Even the cost of applying for a PCO, which can be up to £7,000, is too much for some people, says ClientEarth.

It also describes the conditions imposed to obtain PCOs as restrictive, particularly the requirement to establish the “public importance” of the issue being challenged.

Some reforms have been proposed, however. ClientEarth has made a proposal to change to a process known as “one-way costs shifting”.

This, says Sladden, would address the prohibitive financial risks of bringing a case. “One-way costs shifting means making defendants pay the claimant’s costs if the claimant wins, but exempting the claimant from having to pay the defendant’s costs if the claimant loses.

"Claimants bringing public interest environmental cases shouldn’t ever have to pay a defendant’s costs, irrespective of whether or not their case is successful, but if a claimant does bring a successful case, the defendant should pay the claimant’s costs,” she says.

Parihar is broadly in favour of this and agrees with the conclusions of Lord Justice Jackson’s review of civil litigation costs, which was published last year and included a recommendation for qualified one-way cost shifting, where claimants are unlikely to be liable for defendant costs in civil claims.

“Qualified” because, as with unsuccessful claimants relying on legal aid, a defendant would only receive costs from the losing party in certain circumstances – for example, after consideration of the means and the conduct of the claimant.

She argues that Sullivan’s recommendations “seem to be very sensible”.

Fighting fund

There are some who disagree that the problem is as bad or as widespread as the Port of Tyne Authority and Pallikaropoulos cases may suggest.

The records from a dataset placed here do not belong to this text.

PR #39790, opened 2025-10-22
fix,perf(policies search)

charislam:
## Overview

Fixes two problems with the policy search:
1. Search field query keeps getting corrupted
2. Search is extremely laggy when user has hundreds of tables

### Buggy search problem

Try searching in staging and again in the preview site. In staging, when you type fast, only bits and pieces of the searched query are preserved. This should be fixed in preview.

### Laggy search problem

Add 700 tables to your project using the following SQL:

```
DO
$$
DECLARE
  target_schema  text := 'public';
  prefix         text := 'rnd';
  to_create      int  := 700;
  created        int  := 0;
  tbl_name       text;
BEGIN
  -- Ensure schema exists (no-op for public)
  EXECUTE format('CREATE SCHEMA IF NOT EXISTS %I;', target_schema);

  WHILE created < to_create LOOP
    -- Random-ish, reasonably short, valid identifier
    tbl_name := prefix || '_' || substr(
      md5(random()::text || clock_timestamp()::text || created::text),
      1, 10
    );

    BEGIN
      EXECUTE format(
        'CREATE TABLE %I.%I (
           id   BIGSERIAL PRIMARY KEY,
           name TEXT NOT NULL
         );',
        target_schema, tbl_name
      );
      created := created + 1;
    EXCEPTION
      WHEN duplicate_table THEN
        -- Rare collision: try again without incrementing 'created'
        CONTINUE;
    END;
  END LOOP;
END;
$$;
```

Take a performance profile while searching in both staging and preview. Notice the lag on staging and the number of extremely long tasks. (Lag is especially obvious when you backspace to clear your search.) Compare preview -- should be faster and much fewer, shorter long tasks.

## Breakdown by commit

[fix(policies search): replace useUrlState with nuqs](https://github.com/supabase/supabase/pull/39790/commits/8b329ee854a11b354825e678a38d7316b0130fa8) 
There is a bug when typing quickly into the search field on the policies
page: because useUrlState naively uses router.replace, which is
asynchronous, the search term can get corrupted, e.g., searching for
"dummy" might end up with a final value of "dum". Switched to nuqs for
better handling.

[perf(policies page): memoize and optimize for projects with many tables](https://github.com/supabase/supabase/pull/39790/commits/7c69ff15b2acf315b620cec399af93917ececfb0)
A project with hundreds of tables will have extremely slow search
performance for the policies page, because of heavy rerendering. Made
some optimizations:
- Memoized to reduce rerendering
- Hid filtered-out tables instead of unmounting, so we don't have to
remount when the search is cleared

[refactor(policies page): pass policies info through context](https://github.com/supabase/supabase/pull/39790/commits/e5e5c15b2b85fc580cad63890f49518cdb713593)
Avoid having a mess of props by creating a PoliciesDataContext to share
policy information.

### DIFF
--- a/apps/studio/components/interfaces/Auth/Policies/Policies.tsx
+++ b/apps/studio/components/interfaces/Auth/Policies/Policies.tsx
@@ -1,7 +1,7 @@
 import type { PostgresPolicy } from '@supabase/postgres-meta'
 import { isEmpty } from 'lodash'
 import Link from 'next/link'
-import { useCallback, useMemo, useState } from 'react'
+import { useCallback, useState } from 'react'
 import { toast } from 'sonner'
 
 import { useParams } from 'common'
@@ -11,15 +11,11 @@ import {
 } from 'components/interfaces/Auth/Policies/PolicyTableRow'
 import { ProtectedSchemaWarning } from 'components/interfaces/Database/ProtectedSchemaWarning'
 import { NoSearchResults } from 'components/ui/NoSearchResults'
-import { useProjectPostgrestConfigQuery } from 'data/config/project-postgrest-config-query'
 import { useDatabasePolicyDeleteMutation } from 'data/database-policies/database-policy-delete-mutation'
 import { useTableUpdateMutation } from 'data/tables/table-update-mutation'
 import { useSelectedProjectQuery } from 'hooks/misc/useSelectedProject'
-import type { ResponseError } from 'types'
 import { Button, Card, CardContent } from 'ui'
 import ConfirmModal from 'ui-patterns/Dialogs/ConfirmDialog'
-
-const EMPTY_POLICIES: PostgresPolicy[] = []
 
 interface PoliciesProps {
   search?: string
@@ -27,10 +23,6 @@ interface PoliciesProps {
   tables: PolicyTableRowProps['table'][]
   hasTables: boolean
   isLocked: boolean
-  policies: PostgresPolicy[]
-  isLoadingPolicies: boolean
-  isPoliciesError: boolean
-  policiesError?: ResponseError | Error
   visibleTableIds: Set<number>
   onSelectCreatePolicy: (table: string) => void
   onSelectEditPolicy: (policy: PostgresPolicy) => void
@@ -43,10 +35,6 @@ export const Policies = ({
   tables,
   hasTables,
   isLocked,
-  policies,
-  isLoadingPolicies,
-  isPoliciesError,
-  policiesError,
   visibleTableIds,
   onSelectCreatePolicy,
   onSelectEditPolicy: onSelectEditPolicyAI,
@@ -54,7 +42,6 @@ export const Policies = ({
 }: PoliciesProps) => {
   const { ref } = useParams()
   const { data: project } = useSelectedProjectQuery()
-  const { data: postgrestConfig } = useProjectPostgrestConfigQuery({ projectRef: project?.ref })
 
   const [selectedTableToToggleRLS, setSelectedTableToToggleRLS] = useState<{
     id: number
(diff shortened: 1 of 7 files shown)


apps/studio/components/interfaces/Auth/Policies/Policies.tsx
```diff
@@ -139,18 +149,26 @@ export const Policies = ({
...
+                    isLocked={schema === 'realtime' ? true : isLocked}
+                    onSelectToggleRLS={onSelectToggleRLS}
+                    onSelectCreatePolicy={handleCreatePolicy}
+                    onSelectEditPolicy={onSelectEditPolicy}
+                    onSelectDeletePolicy={onSelectDeletePolicy}
+                  />
+                </section>
+              )
+            })}
+            {Boolean(search) && visibleTableIds.size === 0 && (
```
awaseem: nit: should we use !! to keep it standard? 
```suggestion
            {!!search && visibleTableIds.size === 0 && (
```

apps/studio/components/interfaces/Auth/Policies/PoliciesDataContext.tsx
```diff
@@ -0,0 +1,82 @@
...
+
+type TableKey = `${string}.${string}`
+
+interface PoliciesDataContextValue {
+  getPoliciesForTable: (schema: string, table: string) => PostgresPolicy[]
+  isPoliciesLoading: boolean
+  isPoliciesError: boolean
+  policiesError?: ResponseError | Error
+  exposedSchemas: Set<string>
+}
```
awaseem: nit: Some places we use types and other places we use interfaces? Thoughts on just standardizing this to types? 


```suggestion
type PoliciesDataContextValue = {
  getPoliciesForTable: (schema: string, table: string) => PostgresPolicy[]
  isPoliciesLoading: boolean
  isPoliciesError: boolean
  policiesError?: ResponseError | Error
  exposedSchemas: Set<string>
}
```

apps/studio/components/interfaces/Auth/Policies/PoliciesDataContext.tsx
```diff
@@ -0,0 +1,82 @@
...
+  return context
+}
+
+interface PoliciesDataProviderProps {
+  policies: PostgresPolicy[]
+  isPoliciesLoading: boolean
+  isPoliciesError: boolean
+  policiesError?: ResponseError | Error
+  exposedSchemas: string[]
+}
```
awaseem: Same as above


```suggestion
type PoliciesDataProviderProps = {
  policies: PostgresPolicy[]
  isPoliciesLoading: boolean
  isPoliciesError: boolean
  policiesError?: ResponseError | Error
  exposedSchemas: string[]
}
```

apps/studio/components/interfaces/Realtime/Policies.tsx
```diff
@@ -26,7 +30,30 @@ export const RealtimePolicies = () => {
...
+    projectRef: project?.ref,
+    connectionString: project?.connectionString,
+  })
+  const exposedSchemas = useMemo(() => {
+    if (!postgrestConfig?.db_schema) return []
+    return postgrestConfig.db_schema
+      .split(',')
+      .map((schema) => schema.trim())
+      .filter((schema) => schema.length > 0)
+  }, [postgrestConfig?.db_schema])
```
awaseem, line 58: Thoughts on this?


```suggestion
const exposedSchemas = useMemo(() => {
  const dbSchema = postgrestConfig?.db_schema
  if (!dbSchema) return []

  return dbSchema
    .split(',')
    .map((schema) => schema.trim())
    .filter((schema) => schema.length > 0)
}, [postgrestConfig?.db_schema])

```

apps/studio/pages/project/[ref]/auth/policies.tsx
```diff
@@ -141,32 +201,25 @@ const AuthPoliciesPage: NextPageWithLayout = () => {
...
+              schema={schema}
+              tables={tablesWithVisibility}
+              hasTables={(tables ?? []).length > 0}
+              isLocked={isSchemaLocked}
+              visibleTableIds={visibleTableIds}
+              onSelectCreatePolicy={handleSelectCreatePolicy}
+              onSelectEditPolicy={handleSelectEditPolicy}
+              onResetSearch={handleResetSearch}
+            />
+          </PoliciesDataProvider>
```
Comment (awaseem) [inline apps/studio/pages/project/[ref]/auth/policies.tsx:222]: This feels a lot cleaner!

awaseem (approved):
Minor changes, let me know your thoughts and not a big deal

Nicola Williams describes England as “a pretty litigious nation” compared with other European countries.

If that is so, the cost constraints do not seem to be severe enough to prevent people from acting.

Peter Young, strategic director at environmental consultancy SKM Enviros, points to the demands of the planning process prior to planning consent.

“Other countries have less rigorous planning processes; in UK public inquiries you can just turn up and give evidence or information; it’s not the same everywhere else,” he remarks.

It follows that perhaps a number of problems that in other circumstances might have come to court may be dealt with at that stage through planning discussions or even protests and marches.

The success of many campaigns against wind farms is a case in point.

For a long time, wind-power developers viewed the UK as a difficult place in which to invest because of the long drawn-out planning process and frequent success of anti-wind campaigns.

“Aarhus can be useful; prior to the environmental regulations [eg on hazardous waste] that came in throughout the 1980s and 1990s, the only way to deal with challenges was by suing a corporation,” Young states.

Nonetheless, he suggests that protest movements make a major difference: “Where there has been concern, they are willing to take up the cases; they set up an appeal for funds,” which may pay for legal action.

But Bell suggests that this has limited potential. “Building a legal fighting fund as part of an overall campaign plan is a good potential strategy but it deprives the organisation of that money for infrastructure support, salaries etc.

"Relying on raising a fighting fund to pay the damages after you lose is a strategy no NGO would contemplate,” he remarks.

Young, however, argues that the uncertainty prior to a case coming to court may not always be particularly great.

“There are other routes. If you go to a local authority ombudsman, they would give you a view on the case. You’d know what the odds were,” he says.